# Se servir de sa montre pour faire des présentations



## Lord-Albion (6 Décembre 2020)

Bonjour à tous

Je viens d’acquérir une watch SE. J’aimerai l’utiliser la montre comme télécommande pour projeter d’après un mac ou un Ipad un powerpoint par exemple.
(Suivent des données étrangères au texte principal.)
PR #52, opened 2021-12-08
Sam Smith PR car_dealership_2111

samlsmith424:
This is my car dealership ic with parts of I4 attempted.

### DIFF
--- a/lib/car.rb
+++ b/lib/car.rb
@@ -1,0 +1,25 @@
+class Car
+  attr_reader :monthly_payment, :loan_length, :color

Si vous savez comment faire ou des idées d’apps dite moi  

Bonne journée à tous


----------



## Jura39 (6 Décembre 2020)

Bonsoir ,

avec Remote ?


----------



## Lord-Albion (6 Décembre 2020)

Jura39 a dit:


> Bonsoir ,
> 
> avec Remote ?



Salut merci pour ta réponse  

La remote c’est que pour la musique non ? Diffuser un powerpoint c’est impossible en tout cas sur ipad ^^ sur mac je n’ai pas testé ^^


----------



## fousfous (6 Décembre 2020)

il Faut avoir Keynote sur ton iPhone et installer l'application aussi sur la watch.


----------



## Jura39 (7 Décembre 2020)

fousfous a dit:


> il Faut avoir Keynote sur ton iPhone et installer l'application aussi sur la watch.


Cela fonctionne bien ?


----------



## fousfous (7 Décembre 2020)

Normalement oui mais ça fait longtemps que j'ai pas essayé.


----------



## MrTom (8 Décembre 2020)

Hello,

Si je dis pas de bêtises l'application PowerPoint le fait aussi.


----------



## Bruno de Malaisie (29 Janvier 2021)

fousfous a dit:


> Normalement oui mais ça fait longtemps que j'ai pas essayé.



Ce sera plus simple de commander de l’iPhone. C’est plus naturel à mon avis. 
C’est ce que je fais dans mes cours. Où que je sois dans l’amphithéâtre


----------